Statistical analyses were performed using GraphPad Prism software (versions 8 and 9.3.1, La Jolla, CA, USA). The results were expressed as the mean ± standard deviation (SD) from at least three independent experiments. Differences between two groups (control vs. treatment) were assessed using Student’s two-tailed t-test, while differences among three or more groups (control vs. various treatment concentrations) were evaluated using Student’s t-test. Statistical significance was defined as * p < 0.05, ** p < 0.01, *** p < 0.001, and **** p < 0.0001 when compared to the vehicle-treated control group.

4. Conclusions

This study highlights the EVOO-derived monophenolic secoiridoid LA’s potential as an effective anti-melanoma lead in a melanoma xenograft model, with a comprehensive tracing of its molecular targets. LA interfered with crucial melanoma cell survival processes by inhibiting the BRAF–MAPK signaling pathway. This disruption resulted in significant tumor focal necrosis. The downregulation of GPD1 and ELOVL6 further highlighted LA’s suppressive impact on melanoma metabolic pathways critical for tumor progression and survival.

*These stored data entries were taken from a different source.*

PR #41, opened 2021-07-16
Create API Endpoint For Parent Enrollments

mahadzaryab1:
### Notion ticket link

[Set up enroll to program endpoint](https://www.notion.so/uwblueprintexecs/Set-up-enroll-to-program-endpoint-891e6e3039af4180bfd1e59c9c5b1a97)

- Added a new API endpoint for when a parent enrols their child into a program
- Will do the second enrollment workflow in a separate PR

### Checklist

-   [x] I have run the linter

### DIFF
--- a/models/ParentRegistration.ts
+++ b/models/ParentRegistration.ts
@@ -1,0 +1,5 @@
+export type ParentRegistrationInput = {
+    parentId: number;
+    studentId: number;
+    classId: number;
+};
--- a/models/ParentRegistration.ts
+++ b/models/ParentRegistration.ts
@@ -1,5 +1,11 @@
+/**
+ * Request Body Input For Parent Enrollment
+ */
 export type ParentRegistrationInput = {
+    /** Unique identifier of the parent enrolling their child */
     parentId: number;
+    /** Unique identifier of the child being enrolled */
     studentId: number;
+    /** Unique identifier of the class the child is being enrolled in */
     classId: number;
 };
--- a/pages/api/enroll/child.ts
+++ b/pages/api/enroll/child.ts
@@ -1,17 +1,27 @@
 import { NextApiRequest, NextApiResponse } from "next";
 import { useRouter } from "next/router";
 import { ResponseUtil } from "@utils/responseUtil";
-import { getParentRegistration } from "@database/enroll";
+import {
+    createParentRegistration,
+    getParentRegistration,
+} from "@database/enroll";
+import { validateParentRegistrationRecord } from "@utils/validation/parentRegistration";
+import { ParentRegistrationInput } from "@models/ParentRegistration";
 
+/**
+ * handle controls the request made to the enroll/child resource.
+ * This endpoint is used when a parent is enrolling their child into a program
+ * @param req API request object
+ * @param res API response object
+ */
 export default async function handle(
     req: NextApiRequest,
     res: NextApiResponse,
 ): Promise<void> {
     switch (req.method) {
         case "GET": {
-            const router = useRouter();
             // obtain query parameters
-            const { studentId, classId } = router.query;
+            const { studentId, classId } = req.query;
 
             // verify that query parameters were passed in
             if (!studentId || !classId) {
@@ -26,7 +36,7 @@ export default async function handle(
             const classIdNumber = parseInt(studentId as string, 10);
 
             // verify that the query parameters were successfully converted to numbers
-            if (!studentId || !classId) {
+            if (isNaN(studentIdNumber) || isNaN(classIdNumber)) {
                 return ResponseUtil.returnBadRequest(
                     res,
                     "studentId and classId should be passed in as numbers",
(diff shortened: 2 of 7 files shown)


models/ParentRegistration.ts
```diff
@@ -0,0 +1,11 @@
+/**
```
feng-eric, line 1: Thoughts on naming file `Registration.ts` and having `VolunteerRegistrationInput` in here as well?

pages/api/enroll/child.ts
```diff
@@ -0,0 +1,97 @@
...
+            // verify that query parameters were passed in
+            if (!studentId || !classId) {
+                return ResponseUtil.returnBadRequest(
+                    res,
+                    "studentId and classId are required to obtain a program registration record",
+                );
+            }
+
+            // parse query parameters from strings to numbers
+            const studentIdNumber = parseInt(studentId as string, 10);
```
feng-eric, line 34: What happens if you don't specify a radix?

pages/api/enroll/child.ts
```diff
@@ -0,0 +1,97 @@
...
+            const classIdNumber = parseInt(studentId as string, 10);
+
+            // verify that the query parameters were successfully converted to numbers
+            if (isNaN(studentIdNumber) || isNaN(classIdNumber)) {
```
feng-eric, line 38: We should probably do this in existing endpoints too.

pages/api/enroll/child.ts
```diff
@@ -0,0 +1,97 @@
...
+            const parentRegistrationRecord = await getParentRegistration(
+                studentIdNumber,
+                classIdNumber,
+            );
+
+            // verify that the parent registration record could be obtained
+            if (!parentRegistrationRecord) {
+                return ResponseUtil.returnNotFound(
+                    res,
+                    "a registration entry was not found for the studentId and classId",
```
feng-eric, line 55:
```suggestion
                    "registration entry was not found for the studentId and classId",
```

pages/api/enroll/child.ts
```diff
@@ -0,0 +1,97 @@
...
+            );
+            if (!newRegistration) {
+                ResponseUtil.returnBadRequest(
+                    res,
+                    `Registration could not be created`,
+                );
+                return;
+            }
+
+            ResponseUtil.returnOK(res);
```
feng-eric, line 85:
```suggestion
            ResponseUtil.returnOK(res, newRegistration);
```

Thoughts on returning the created record in the response? I think that's what we have it in existing places.

services/database/enroll.ts
```diff
@@ -0,0 +1,48 @@
+import prisma from "@database";
+import { ParentRegistrationInput } from "models/ParentRegistration";
+import { ParentReg } from "@prisma/client";
+
+/**
+ * getParentRegistration obtains the registration record of a parent enrollment
+ *
+ * @param {number} studentId  unique identifier of the enrolled child
```
feng-eric, line 8:
```suggestion
 * @param {number} studentId unique identifier of the enrolled child
```

services/database/enroll.ts
```diff
@@ -0,0 +1,48 @@
...
+    });
+
+    return parentRegistrationRecord;
+}
+
+/**
+ * createParentRegistration creates a new registration record of a parent enrollment
+ *
+ * @param {ParentRegistrationInput} parentRegistrationData the data containing the details of the enrollment
+ * @returns {Promise<ParentReg>}
```
feng-eric, line 32:
```suggestion
 * @returns {Promise<ParentReg>} new registration record
```

feng-eric (commented):
Had few small comments but overall looks good. Were you able to test this?

pages/api/enroll/child.ts
```diff
@@ -0,0 +1,97 @@
...
+                req.body as ParentRegistrationInput,
+            );
+            if (!newRegistration) {
+                ResponseUtil.returnBadRequest(
+                    res,
+                    `Registration could not be created`,
+                );
+                return;
+            }
+
```
feng-eric, line 84: We need to email a confirmation to the user. Can you either add a TODO comment or call the sendEmail function here?

pages/api/enroll/child.ts
mahadzaryab1: According to [this ](https://developer.mozilla.org/en-US/docs/Web/JavaScript/Reference/Global_Objects/parseInt)- it doesn't default to base 10 so it's necessary to have it

pages/api/enroll/child.ts
mahadzaryab1: I tried doing this but because we don't `include` the fields when we create the objects, the response returned is empty.

models/ParentRegistration.ts
mahadzaryab1: Named it to `Enroll.ts` to be consistent with the resource naming

pages/api/enroll/child.ts
mahadzaryab1: I'll add it as a TODO because we can discuss if doing it in the same endpoint is the best way to go or if we should create another endpoint for it

feng-eric: I think we should have it here since I don't thin it's necessary to call from the frontend twice.

mahadzaryab1: cool - let's do it in a separate PR then

mahadzaryab1:
> Had few small comments but overall looks good. Were you able to test this?

Yeah - here's what a GET response looks

```
{
    "data": {
        "parentId": 1,
        "studentId": 1,
        "classId": 1,
        "createdAt": "2021-07-16T15:22:34.270Z",
        "updatedAt": "2021-07-16T15:22:34.269Z"
    }
}
```

feng-eric (approved):
LGTM! Good work 🚀

PR #33, opened 2021-07-05
make frontend home page

cindy-wang328:
screenshot on macbook air:
image
image

on big monitor:
image
image

other resizing
image
image

One problem I am stuck on is, right now if there is an element by itself on a row, it will take up the entire row. Pls help :( 
image
Also ignore index.tsx, that is just what I did to test, we shouldn't delete the existing stuff

PR #42, opened 2021-07-17
Revert "make frontend home page"

feng-eric:
Reverts uwblueprint/social-diversity-for-children#33


cindy-wang328 (approved):
OOF i didnt know those reverts would mess  it up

The observed sensitivity of BRAF V600E-mutated melanoma cells to LA, particularly in the Malme-3M cell line, underscored its potential therapeutic applicability. The molecular and mechanistic link between GPD1-ELOVL6 with BRAF V600E in melanoma is yet to be established. The findings of this study suggest that LA could serve as a prospective future nutraceutical candidate for controlling melanoma and other malignancies with BRAF mutations.